- What this task involves -
Every entry needs to be given again exactly as it reads.
►
PR #4161, opened 2025-03-24
Introduce the new jxltran tool

LucasChollet:
### Description

This tool, as described in #871 will perform operations on existing jxl files, like changing the orientation or packing a codestream in a container.

---

I aimed small for this PR, but I plan to add more features to the tool. It will probably not be every single one listed in #871, but at least a few.

I tried to be the more idiomatic as possible to the `libjxl` style, but I probably did a few things wrong. I will happily make any requested change.

Oh, and I didn't add a test, but I can surely add one with some hints on how to do it.

### Pull Request Checklist

### DIFF
--- a/tools/jxltran.cc
+++ b/tools/jxltran.cc
@@ -1,0 +1,82 @@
◄
- Solution for this exercise -
PR #4161, opened 2025-03-24
Introduce the new jxltran tool

LucasChollet:
### Description

This tool, as described in #871 will perform operations on existing jxl files, like changing the orientation or packing a codestream in a container.

---

I aimed small for this PR, but I plan to add more features to the tool. It will probably not be every single one listed in #871, but at least a few.

I tried to be the more idiomatic as possible to the `libjxl` style, but I probably did a few things wrong. I will happily make any requested change.

Oh, and I didn't add a test, but I can surely add one with some hints on how to do it.

### Pull Request Checklist

### DIFF
--- a/tools/jxltran.cc
+++ b/tools/jxltran.cc
@@ -1,0 +1,82 @@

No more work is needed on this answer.